I had met a few Wokup. They were not ignorant of whites — no one on this part of the river was by now. Most tribes had a story of someone being put in jail or lured away by recruiters — blackbirders, they were called then — to the mines. I pulled the canoe up onto the shore and we sat in it, waiting, not wanting to cause more distress. A second call went up and a minute later three men came down to greet us. I could not see their backs, but the raised scars on their arms were longer, more like strands of hair or rays of the sun, than the crocodile hide designs of the Kiona. Save a few armbands, they were naked and took their positions in the sand. They knew, even if they had never seen it themselves, that whites had powers — steel blades, rifles, pistols, dynamite — that they did not possess. They knew this power could come on suddenly, with no warning. But we are not afraid, they said with their spread legs, arched backs, and hard gazes.

The one in the middle recognized me from trading at Timbunke and spoke to me in Kiona fragments. From what I could piece together, their village was expecting a raid from a swamp tribe. Swamp tribes were low in the pecking order of the Sepik, weak and impoverished, but they were unpredictable. I explained that my friends were interested in living with them and understanding their ways, that they had many gifts — but he waved me off before I could finish. It was a bad time, he said many times. There was the raid, and there was something else I couldn’t understand. A bad time. We were welcome to spend the night — he could not guarantee us a safe trip home in the dark if their enemies were en route — but we would have to leave in the morning.

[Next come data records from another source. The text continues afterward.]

PR #55, opened 2016-10-23
Modify getSection to optionally include subsections (fixes #53)

### LINKED ISSUE #53: Add subsections optionally to getSection result
`setSection/setText` write the specified section contents with the provided text as is. MediaWiki API uses that text to replace the entire section, including any subsections. But WikiPage discards any nesting structure in the page, and `getSection` only returns the initial portion of a section, not its subsections. That's convenient when the initial section is all one wants to change, but there's no convenient way to write that back without discarding its subsection(s).

I don't think `setSection/setText` should be changed as they follow the API mechanism. And sometimes one _does_ want to discard all subsections (as has been the case in a previous bot script I wrote) or the user already knows to be working on a subsection that has no further subsections.

Instead I propose to add a new method `getSubsections($section)` so that the user can do something like this:
```
$oldsection = getSection(1); // or 'name'
$newsection = transform($oldsection);
$newsection .= getSubsections(1); // or 'name'
setSection($newsection);
```
This also will require adding a field to the two `$this->sections` arrays to keep track of the nesting level or depth, i.e. the number of `=`'s of each header.

Comments (@waldyrious)?

Xymph:
See #53. Tracking section depth is needed to support old and new behavior of getSection. And a user of `getSectionOffsets` may find another use for it too.

In `getSection` if `includeSubsections` is true, the new `foreach` needs to loop over any sections following the requested one and add their lengths to the initial one. It can use either the `byIndex` or `byName` array, that doesn't matter, and first iterates until the same offset as the requested section, then adds those lengths until an entry is no longer a subsection.

Yes, already had this algorithm roughly in my mind even before creating the issue. :sunglasses:

### DIFF
--- a/CHANGELOG.md
+++ b/CHANGELOG.md
@@ -2,10 +2,11 @@
 
 ### Version 0.11.0
 
+* `WikiPage::getSection()` now includes subsections by default; disabling the new $includeSubsections option reverts to the old behavior of returning only the text until the first subsection ([#55])
 * Supports a section name (in addition to an index) in `WikiPage::setText()` and `WikiPage::setSection()` ([#45])
-* Improved section processing in `WikiPage::getText()` ([#33], [#37], [#50])
+* Improves section processing in `WikiPage::getText()` ([#33], [#37], [#50])
 * Supports optional domain at authentication ([#28])
-* Restructured and improved documentation ([#32], [#34], [#47], [#49])
+* Restructures and improves documentation ([#32], [#34], [#47], [#49])
 * Bug fix: return empty section without header in `WikiPage::getSection()` ([#52])
 * Bug fix: prevent PHP Notices in several methods ([#43])
 * Bug fix: handle unknown section parameter correctly in `WikiPage::getSection()` ([#41])
@@ -49,4 +50,5 @@
 [#49]: https://github.com/hamstar/Wikimate/pull/49
 [#50]: https://github.com/hamstar/Wikimate/pull/50
 [#52]: https://github.com/hamstar/Wikimate/pull/52
+[#55]: https://github.com/hamstar/Wikimate/pull/55
 
--- a/Wikimate.php
+++ b/Wikimate.php
@@ -556,17 +556,17 @@ class WikiPage
 	}
 	
 	/**
-	 * Returns the section requested, with its subsections, if any.
+	 * Returns the requested section, with its subsections, if any.
 	 *
 	 * Section can be the following:
 	 * - section name (string:"History")
 	 * - section index (int:3)
 	 *
 	 * @param   mixed    $section             The section to get
-	 * @param   boolean  $includeHeading      False to get section text only, true
-	 *                                        to include heading too
-	 * @param   boolean  $includeSubsections  False to get section text only, true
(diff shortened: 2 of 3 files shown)


CHANGELOG.md
```diff
@@ -2,10 +2,11 @@
 
 ### Version 0.11.0
 
+* `WikiPage::getSection()` now includes subsections by default; disabling the new $includeSubsections option reverts to the old behavior of returning only the text until the first subsection ([#55])
 * Supports a section name (in addition to an index) in `WikiPage::setText()` and `WikiPage::setSection()` ([#45])
-* Improved section processing in `WikiPage::getText()` ([#33], [#37], [#50])
+* Improves section processing in `WikiPage::getText()` ([#33], [#37], [#50])
```
waldyrious: Honestly, I prefer the old phrasing.

Wikimate.php
```diff
@@ -552,18 +556,21 @@ public function getText( $refresh = false )
 	}
 	
 	/**
-	 * Returns the section requested.
+	 * Returns the section requested, with its subsections, if any.
```
waldyrious: maybe change "section requested" --> "requested section"?

waldyrious:
Very nice :D Looks good to me, I left only a few inline comments.

CHANGELOG.md
Xymph: We're mixing present and past tense there, and imperative present in the bug fix entries. Mixing tenses is generally a bad idea. I used imperative due to [this recommendation](http://stackoverflow.com/a/3580764), but there are [opposing](http://stackoverflow.com/a/8059167) [opinions](http://softwareengineering.stackexchange.com/questions/157590/why-is-it-preferred-to-write-a-commit-message-in-present-tense-imperative-mood) too. For some entries, like this new PR, present tense ("now includes", "reverts") seems to work best, hence I made the others consistent. For some older entries, past tense ("Supported optional domain") wouldn't work, as that sounds like the project ceased to support it.

I'm okay with past tense (used that in most of my projects), but then some entries will need further rewriting. While we're at it, the number of 0.11.0 entries has grown somewhat large, so maybe we can group and prefix them according to [A good change log sticks to these principles](http://keepachangelog.com/en/0.3.0/)?

Xymph:
Thanks, I've applied your other suggestions, only the change log needs more discussion/work as outlined above.

CHANGELOG.md
waldyrious: I agree on the consistency. My preference would be to the imperative (which the old versions of these lines could be read as, if interpreted in the passive voice) over either past or present tense (I.e. a non-personal description of the change itself, rather than of what the change author intended). The first opposing opinion you linked to argues against present tense, but makes no mention of imperative, and the second one also makes no arguments against imperative. What do you think?

As for following the Keep A Changelog format, I'm all for it 😄, but let's do that in a separate PR.

Xymph:
Added a small boy scout commit. That's all for this PR from me. :)

waldyrious:
Great. I'll merge and will try to find a bit of time to edit the changelog, but won't promise anything -- over-commitment and spreading myself thin is kind of my specialty :/

PR #57, opened 2016-11-01
Handle invalid page title correctly (fixes #56)

### LINKED ISSUE #56: Invalid page title echoes error
When specifying an invalid page title (e.g. with a trailing ":") to WikiPage, it echoes an error message. It should use the error property instead.

Also, when getText loads such an invalid title, it should not continue processing it.

Various minor code and comment improvements will also be included in this PR.

Xymph:
See #56. Initial commit aborts getText processing up invalid title, and puts the message in the error property.

### DIFF
--- a/CHANGELOG.md
+++ b/CHANGELOG.md
@@ -7,6 +7,7 @@
 * Improves section processing in `WikiPage::getText()` ([#33], [#37], [#50])
 * Supports optional domain at authentication ([#28])
 * Restructures and improves documentation ([#32], [#34], [#47], [#49])
+* Bug fix: handle invalid page title correctly ([#57])
 * Bug fix: return empty section without header in `WikiPage::getSection()` ([#52])
 * Bug fix: prevent PHP Notices in several methods ([#43])
 * Bug fix: handle unknown section parameter correctly in `WikiPage::getSection()` ([#41])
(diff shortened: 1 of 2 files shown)


waldyrious:
Simple and straightforward 👍 LGTM! Feel free to merge whenever you're ready :)

Xymph:
Added a handful of "boy scout" changes :smile: as well that I wanted to get out of the way before the release tag is made (after which a whole new class will be added...). Please remember the Changelog re-org. :wink: 

How should the merge be done, using which option from the "Merge PR" menu?

Xymph:
Hmm, I wanted to rebase/fixup 3d72a32 into eff91ac, but ran into a problem (Automatic cherry-pick failed). Attempting to fix it probably made it worse, and git also threw me out of the local 56-fix-invalid-page branch. So unless you have a suggestion how to untangle this, I'll just leave the remote commits alone.

Xymph:
More overdue housekeeping applied. Now it really is enough. :wink:

waldyrious:
I'll leave this one for you to merge so you can test the merge button :) In this case, since we want to preserve the individual commits, the appropriate option is "merge" ("rebase and merge" should be similar, but I guess it only makes a difference if the PR's branch was created off a branch other than master). The "squash" option would not create a merge commit, but instead condense all of the PR's commits into a single one and add it to the master branch. That's only desirable when the commit separation was excessive (e.g. if an additional commit was added to fix build errors or a typo in the previous commit, rather than to provide semantically independent changes). Let me know if anything isn't clear.

PR #63, opened 2016-11-09
Handle MediaWiki API and other errors consistently (fixes #59)

### LINKED ISSUE #59: Inconsistent value storing in $this->error
When `$this->error` is filled from an API response, it's done in statements like this:
```
// Check for errors
if ( isset( $r['error'] ) ) {
    $this->error = $r; // Set the error if there was one
} else {
    $this->error = null; // Reset the error status
}
```
So `$this->error` becomes an array containing one key 'error' with an array as value, containing one or more key/value pairs with MediaWiki's errors. The interesting values are thus nested one level, to little purpose IMHO.

But other code, both existing and recently added by me, simply add an array element to `$this->error` directly, e.g. `$this->error['login']` and `$this->error['section']`.

While that's inconsistent, I'm not sure which way to make this consistent. Getting rid of the nesting level in API errors (i.e. using `$this->error = $r['error'];` above) might break existing code out there. Inserting the extra level at the other assignments seems a bit silly, too.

‘I don’t know how much of this is true,’ I said to Nell and Fen after I translated everything the chief had said. ‘He could be waiting for some incentives.’

‘Tell him we can supply him with ten years’ worth of salt and matches for the whole tribe,’ Fen said.

‘We can’t lie.’

‘We still have loads of the stuff in Port Moresby.’

To verify this with Nell would insult him, yet it seemed impossible that after a year and a half they would still have that much to offer.

‘We are not light travelers,’ she said.

I began to communicate this to the chief but he raised his hand before I could finish, insulted. He explained that they lacked nothing and needed nothing from us, but for our safety and the safety of his people, he would let us stay the night.

We followed the three Wokup up to the village center. A boy was sent up the ladder of a house and within minutes a mother and five children climbed down. Without looking at us they made their way to a house three doors away. The children let out small yelps once they were inside. The adults hushed them angrily.